• _Problem description_
Every entry must be echoed exactly.

[Records from a data collection]
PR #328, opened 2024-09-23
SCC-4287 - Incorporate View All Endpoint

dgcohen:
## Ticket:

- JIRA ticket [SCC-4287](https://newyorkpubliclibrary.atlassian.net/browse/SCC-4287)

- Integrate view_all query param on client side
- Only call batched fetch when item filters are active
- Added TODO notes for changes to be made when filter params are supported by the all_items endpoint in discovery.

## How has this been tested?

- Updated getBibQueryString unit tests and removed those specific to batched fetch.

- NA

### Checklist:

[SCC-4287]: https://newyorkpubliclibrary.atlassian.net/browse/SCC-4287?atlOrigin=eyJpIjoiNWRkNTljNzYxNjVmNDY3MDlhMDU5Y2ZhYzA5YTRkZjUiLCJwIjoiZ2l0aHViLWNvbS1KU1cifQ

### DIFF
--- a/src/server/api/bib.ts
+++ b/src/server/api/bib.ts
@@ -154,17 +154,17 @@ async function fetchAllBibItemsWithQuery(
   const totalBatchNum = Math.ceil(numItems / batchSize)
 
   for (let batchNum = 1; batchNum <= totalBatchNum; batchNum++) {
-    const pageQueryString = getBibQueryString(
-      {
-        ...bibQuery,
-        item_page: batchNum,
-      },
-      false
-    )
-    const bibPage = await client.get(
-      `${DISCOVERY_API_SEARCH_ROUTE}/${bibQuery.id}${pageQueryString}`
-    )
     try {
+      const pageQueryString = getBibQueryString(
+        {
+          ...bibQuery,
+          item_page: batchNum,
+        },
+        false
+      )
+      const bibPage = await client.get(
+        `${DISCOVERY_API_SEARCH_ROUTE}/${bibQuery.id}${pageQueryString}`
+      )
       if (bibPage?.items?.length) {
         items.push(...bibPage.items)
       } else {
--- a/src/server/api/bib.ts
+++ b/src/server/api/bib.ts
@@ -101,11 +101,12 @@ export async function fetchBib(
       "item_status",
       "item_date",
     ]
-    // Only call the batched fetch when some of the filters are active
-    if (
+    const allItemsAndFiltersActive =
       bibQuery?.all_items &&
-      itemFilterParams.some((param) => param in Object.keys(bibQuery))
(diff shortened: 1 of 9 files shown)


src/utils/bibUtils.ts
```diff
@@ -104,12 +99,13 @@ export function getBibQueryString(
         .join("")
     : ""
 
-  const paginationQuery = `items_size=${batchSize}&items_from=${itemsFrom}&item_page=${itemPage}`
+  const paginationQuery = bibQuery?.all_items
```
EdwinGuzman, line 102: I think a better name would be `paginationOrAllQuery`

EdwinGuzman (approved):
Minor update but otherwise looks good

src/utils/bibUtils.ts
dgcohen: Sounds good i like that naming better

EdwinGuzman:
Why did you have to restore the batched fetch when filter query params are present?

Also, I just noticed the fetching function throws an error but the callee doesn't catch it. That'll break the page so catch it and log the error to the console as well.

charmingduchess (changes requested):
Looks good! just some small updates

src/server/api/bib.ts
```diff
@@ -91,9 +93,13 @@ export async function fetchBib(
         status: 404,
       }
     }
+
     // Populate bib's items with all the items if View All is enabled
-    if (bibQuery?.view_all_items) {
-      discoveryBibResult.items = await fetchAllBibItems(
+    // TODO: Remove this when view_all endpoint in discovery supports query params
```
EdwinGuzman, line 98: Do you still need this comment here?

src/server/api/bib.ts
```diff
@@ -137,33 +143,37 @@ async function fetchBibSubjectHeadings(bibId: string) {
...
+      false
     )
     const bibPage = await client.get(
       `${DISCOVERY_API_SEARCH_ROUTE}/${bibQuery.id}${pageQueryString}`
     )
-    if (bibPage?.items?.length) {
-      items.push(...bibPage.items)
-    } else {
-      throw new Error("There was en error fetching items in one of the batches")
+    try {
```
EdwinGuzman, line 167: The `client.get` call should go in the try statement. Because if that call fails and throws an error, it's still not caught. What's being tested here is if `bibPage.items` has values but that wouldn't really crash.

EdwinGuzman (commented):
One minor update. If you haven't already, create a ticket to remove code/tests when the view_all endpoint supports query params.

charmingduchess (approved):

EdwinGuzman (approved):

• _Finished exercise_
PR #328, opened 2024-09-23
SCC-4287 - Incorporate View All Endpoint

dgcohen:
## Ticket:

- JIRA ticket [SCC-4287](https://newyorkpubliclibrary.atlassian.net/browse/SCC-4287)

- Integrate view_all query param on client side
- Only call batched fetch when item filters are active
- Added TODO notes for changes to be made when filter params are supported by the all_items endpoint in discovery.

## How has this been tested?

- Updated getBibQueryString unit tests and removed those specific to batched fetch.

- NA

### Checklist:

[SCC-4287]: https://newyorkpubliclibrary.atlassian.net/browse/SCC-4287?atlOrigin=eyJpIjoiNWRkNTljNzYxNjVmNDY3MDlhMDU5Y2ZhYzA5YTRkZjUiLCJwIjoiZ2l0aHViLWNvbS1KU1cifQ

### DIFF
--- a/src/server/api/bib.ts
+++ b/src/server/api/bib.ts
@@ -154,17 +154,17 @@ async function fetchAllBibItemsWithQuery(
   const totalBatchNum = Math.ceil(numItems / batchSize)
 
   for (let batchNum = 1; batchNum <= totalBatchNum; batchNum++) {
-    const pageQueryString = getBibQueryString(
-      {
-        ...bibQuery,
-        item_page: batchNum,
-      },
-      false
-    )
-    const bibPage = await client.get(
-      `${DISCOVERY_API_SEARCH_ROUTE}/${bibQuery.id}${pageQueryString}`
-    )
     try {
+      const pageQueryString = getBibQueryString(
+        {
+          ...bibQuery,
+          item_page: batchNum,
+        },
+        false
+      )
+      const bibPage = await client.get(
+        `${DISCOVERY_API_SEARCH_ROUTE}/${bibQuery.id}${pageQueryString}`
+      )
       if (bibPage?.items?.length) {
         items.push(...bibPage.items)
       } else {
--- a/src/server/api/bib.ts
+++ b/src/server/api/bib.ts
@@ -101,11 +101,12 @@ export async function fetchBib(
       "item_status",
       "item_date",
     ]
-    // Only call the batched fetch when some of the filters are active
-    if (
+    const allItemsAndFiltersActive =
       bibQuery?.all_items &&
-      itemFilterParams.some((param) => param in Object.keys(bibQuery))
(diff shortened: 1 of 9 files shown)


src/utils/bibUtils.ts
```diff
@@ -104,12 +99,13 @@ export function getBibQueryString(
         .join("")
     : ""
 
-  const paginationQuery = `items_size=${batchSize}&items_from=${itemsFrom}&item_page=${itemPage}`
+  const paginationQuery = bibQuery?.all_items
```
EdwinGuzman, line 102: I think a better name would be `paginationOrAllQuery`

EdwinGuzman (approved):
Minor update but otherwise looks good

src/utils/bibUtils.ts
dgcohen: Sounds good i like that naming better

EdwinGuzman:
Why did you have to restore the batched fetch when filter query params are present?

Also, I just noticed the fetching function throws an error but the callee doesn't catch it. That'll break the page so catch it and log the error to the console as well.

charmingduchess (changes requested):
Looks good! just some small updates

src/server/api/bib.ts
```diff
@@ -91,9 +93,13 @@ export async function fetchBib(
         status: 404,
       }
     }
+
     // Populate bib's items with all the items if View All is enabled
-    if (bibQuery?.view_all_items) {
-      discoveryBibResult.items = await fetchAllBibItems(
+    // TODO: Remove this when view_all endpoint in discovery supports query params
```
EdwinGuzman, line 98: Do you still need this comment here?

src/server/api/bib.ts
```diff
@@ -137,33 +143,37 @@ async function fetchBibSubjectHeadings(bibId: string) {
...
+      false
     )
     const bibPage = await client.get(
       `${DISCOVERY_API_SEARCH_ROUTE}/${bibQuery.id}${pageQueryString}`
     )
-    if (bibPage?.items?.length) {
-      items.push(...bibPage.items)
-    } else {
-      throw new Error("There was en error fetching items in one of the batches")
+    try {
```
EdwinGuzman, line 167: The `client.get` call should go in the try statement. Because if that call fails and throws an error, it's still not caught. What's being tested here is if `bibPage.items` has values but that wouldn't really crash.

EdwinGuzman (commented):
One minor update. If you haven't already, create a ticket to remove code/tests when the view_all endpoint supports query params.

charmingduchess (approved):

EdwinGuzman (approved):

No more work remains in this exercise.